Onorevoli Senatori. – Il disegno di legge mira a individuare un nucleo organico di norme che assicuri il riconoscimento giuridico delle principali terapie e medicine non convenzionali esercitate da medici e odontoiatri (per la sola parte di specifica competenza): l’agopuntura, la fitoterapia, l’omeopatia, l’omotossicologia.

    Riconoscendo gli indirizzi medici non convenzionali affermatisi in Europa negli ultimi decenni, ci si propone di dare concreta applicazione ai princìpi della libertà di scelta terapeutica del paziente e della libertà di cura del medico, all’interno di un libero rapporto consensuale informato, e di fornire un quadro normativo che, prevedendo una formazione di base nelle università e nelle scuole specializzate, dia le necessarie garanzie di professionalità a tutti i cittadini che si rivolgono a questi indirizzi terapeutici.

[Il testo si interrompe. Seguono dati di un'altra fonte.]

Issue #1480, opened 2021-09-14
User can't withdraw child if they initially miss a field in the modal


JordanGuinn:
## Background
It looks like if a user is missing fields in the withdraw modal and we prevent submission (resulting in error UX in the withdrawal modal), said user can’t re-submit until you close/reopen the modal.

## Repro Steps
- Log in to ECE Reporter
- Navigate to a child detail view, for a child that has all data filled in
- Click `Withdraw`
- Omit one or more fields
- Submit
- Observe failure UX within the withdraw modal
- Attempt to address errors by filling in all fields
- Submit
- Observe

## Expected Behavior
User is able to fix their issues and withdraw the child without issue.

## Actual Behavior
User receives another withdrawal error, even though they've addressed all fields in the modal.

PR #1597, opened 2021-12-20
Not great but working solution

bamader:
## Background
When attempting to withdraw a child, if a user has an error during any part of the modal, fixing the error doesn't allow a user to submit. Instead, they have to close the modal, refresh the app, and then reenter everything correctly. This is a really annoying user workflow that's blocked some users from inputting their changes, so this changeset fixes that (albeit in a not ideal way--but see context below).

## GitHub Issue
https://github.com/ctoec/data-collection/issues/1480

## Associated PRs
N/A

## Validation Plan
Because this change touches several places in the app, validation has to hit the following areas:
- withdraw child modal
- change enrollment modal
- editing an enrollment via edit record
- editing a funding via edit record
- creating a child using the Add Record flow

## Tech Specs
N/A

## Automated Testing
N/A

## Additional Context
So this PR is...non-ideal. The code definitely works in that the withdraw bug is solved, as are a couple other (potentially related? maybe not?) bugs that were annoyances in the app. But the way I solved things was just using very basic state in the same way that we do in several other parts of the app (notably, the admin view). I think it's not great to combine state manipulation with form fields (others can disagree though). I think the real issue is ultimately the way that form fields were originally designed and how we currently access them. Drillers make this almost _impossible_ to debug or correct. The console log statements are the proof I left in of that. To see what I mean, run the app with my fix in place and observe the logs; you'll notice that the appropriate fields are created and maintained throughout the lifecycle of the modal being open. However, to see prior behavior, comment out the part of the `ExitReasonField` that leverages the new state code (i.e. it'll turn back into its old form by removing the optional parameter). Now check out the logs. You'll see the exit reason field **completely disappears after clicking the submit button but before data ever reaches the back end**. I have absolutely no explanation for this, and after two days of trying to track it down, I've got no plausible reason why a click should do that if no data is transferred and when the same thing doesn't happen to the date field. So this PR is in essence a timeboxed solution to that problem, which raises the larger issue: _we need to spend several months just freaking cleaning up this app code_. Starting with the component library and form fields. 

TLDR: Putting up a non-ideal solution that fixes this bug and several others, to:
1. get other eyes on the fix
2. to illustrate a problem with current form fields that I can't easily resolve in a way that respect ticket points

    L’agopuntura è una forma di terapia medica che si avvale della stimolazione di determinate zone cutanee per mezzo dell’infissione di aghi metallici, con lo scopo di raggiungere un equilibrio da qualsiasi causa alterato. Dal punto di vista della cultura orientale le malattie sono dovute a un alterato equilibrio «energetico» delle due manifestazioni dell’energia dell’universo, lo Yin e lo Yang, energia grazie alla quale noi viviamo e la cui anormale o difficoltosa circolazione nel nostro organismo genera lo stato morboso; gli aghi, infissi nei punti di affioramento dei canali energetici, fanno sì che si ristabilizzi la normale circolazione energetica. Dal punto di vista della cultura occidentale si suppone che l’agoputura provochi una stimolazione di neurorecettori, agendo per via diretta su terminazioni libere di fibre nervose: tramite tale stimolazione del sistema nervoso periferico si ha la possibilità di agire per via diretta, umorale o vascolare, su un organo o apparato che frequentemente non è in relazione topografica o metamerica con il punto cutaneo stimolato.

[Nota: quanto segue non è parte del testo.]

PR #1598, opened 2021-12-21
Add user roles column to admin user view

nickbristow:
## Background
Adds user roles column to admin user table
## GitHub Issue
Replace this text with the GitHub issue link.
**NOTE: Please don't mark the issue as closed by this pull request!  Issues are to be closed manually within Zenhub upon merge & prod deploy.**

## Associated PRs

## Validation Plan

## Tech Specs

## Automated Testing

## Additional Context


client/src/containers/Users/Users.tsx
```diff
@@ -16,11 +16,22 @@ const Users: React.FC = () => {
 
   const [data, setData] = useState<UserSummary[]>([]);
 
+  const formatRes = (res: UserSummary[]) => {
+    return res.map((u) => {
+      if (u.roles)
```
jessethach, line 21: We have a pattern of defaulting an empty array for any falsey values. Maybe we should add one here:
```
return (res || []).map(u => {...})
```

client/src/shared/payloads/UsersResponse.ts
```diff
@@ -3,4 +3,5 @@ export interface UserSummary {
   name: string;
   email?: number;
   organizations?: string;
+  roles?: string;
```
jessethach, line 6: This typing seems to be unhelpful here. Is it necessary that the db return a comma string? What if it returned an array? This way we can type the roles stronger. Like:

```ts
export interface UserSummary {
  id: number;
  name: string;
  email?: number;
  organizations?: string;
  roles?: RoleType[];
}
```

Example of what the RoleType array would look like:
```ts
const roles: RoleType[] = [RoleType.Provider, RoleType.SchoolReadinessLiaison];
```

bamader:
@nickbristow Given what we know about roles (specifically school readiness liaisons) changing (and I think not being present more in the app), is this PR still something we need?

bamader:
@nickbristow is this PR ready for review again? If so, can you re-mark Jesse as a reviewer?

jessethach:
@bamader @nickbristow I recall having a question about this https://github.com/ctoec/data-collection/pull/1598/files#r773469813

Not sure what decision was made in terms of typing role type.

client/src/shared/payloads/UsersResponse.ts
nickbristow: @jessethach it's always going to return a comma string, its really just a matter of parsing it on the backend or front end.

nickbristow:
@jessethach @bamader this is ready for review again

client/src/shared/payloads/UsersResponse.ts
jessethach: So the this is a specific type of the db? It looks like it's falling under payloads dir, which I assume is an API response type. Will there be a type when it's parsed at some point?

jessethach (approved):
It looks good and I trust your judgement on the RoleType question. I just like having hard types for props that have only have a limited amount of available values.

lukenewman (approved):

    L’omeopatia è un metodo clinico o terapeutico basato sulla legge dei simili formulato da S. Hahnemann all’inizio del secolo XIX. La legge dei simili afferma che è possibile curare un malato somministrandogli una sostanza che, in un uomo sano, riproduce tutti i sintomi della malattia in oggetto. La farmacologia omeopatica classica è costituita da una serie di «rimedi» tratti dal mondo minerale, vegetale e animale e di sintesi. Ogni rimedio è stato singolarmente testato a dosi sub-tossiche sull’uomo sano, attraverso la sperimentazione patogenica pura, per evidenziare i sintomi provocati. Il rimedio è poi somministrato al malato in dosi più o meno attenuate, preparato attraverso un ben codificato procedimento di fabbricazione, progressive diluizioni e succussioni.

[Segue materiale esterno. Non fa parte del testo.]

PR #1620, opened 2022-01-21
Add "Record Status" filter options to roster redesign

lukenewman:
## Background
Add in "Complete" and "Incomplete" options to the "Record Status" filter. "Complete" will show only records with no validation errors, while "Incomplete" will show only records _with_ validation errors.

## GitHub Issue
https://github.com/ctoec/data-collection/issues/1470

## Associated PRs

## Validation Plan
- [ ] Have a roster with children in it
- [ ] Filter by "Complete" -- you should see only children with no validation errors
- [ ] Filter by "Incomplete" -- you should see only children _with_ validation errors. If you have none, you can edit a record's enrollment to get some validation errors.

## Tech Specs

## Automated Testing

## Additional Context


lukenewman:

    L’omotossicologia è una concezione innovativa dell’omeopatia con un suo proprio corpus teorico e metodologico e con una sua caratteristica strategia terapeutica. Per l’omotossicologia lo stato di salute è interpretato come omeostasi dinamica; la malattia è interpretata come espressione della lotta fisiologica dell’organismo che tende a eliminare quelle omeo-tossine o stressor endogene ed esogene che hanno superato la soglia di allarme. La terapia tende di conseguenza a stimolare i meccanismi di disintossicazione propri dell’organismo, incrementando la risposta immunitaria specifica di ciascun soggetto.
    La fitomedicina o fitoterapia è una forma di terapia medica che raggruppa numerose tradizioni mediche che utilizzano piante medicinali (dalla classica fitoterapia europea a quella cinese, dall’erboristeria ayurvedica a quella sudamericana).
    La fitoterapia ha origini antiche e da essa provengono molti dei medicinali inseriti nelle farmacopee più recenti (compresa la moderna farmacologia occidentale).
    La necessità dell’intervento diretto del medico si estrinseca, oltre che con la diagnosi e con la scelta della terapia, con l’utilizzo dei vegetali e, soprattutto, con la attenta valutazione di possibili effetti collaterali negativi.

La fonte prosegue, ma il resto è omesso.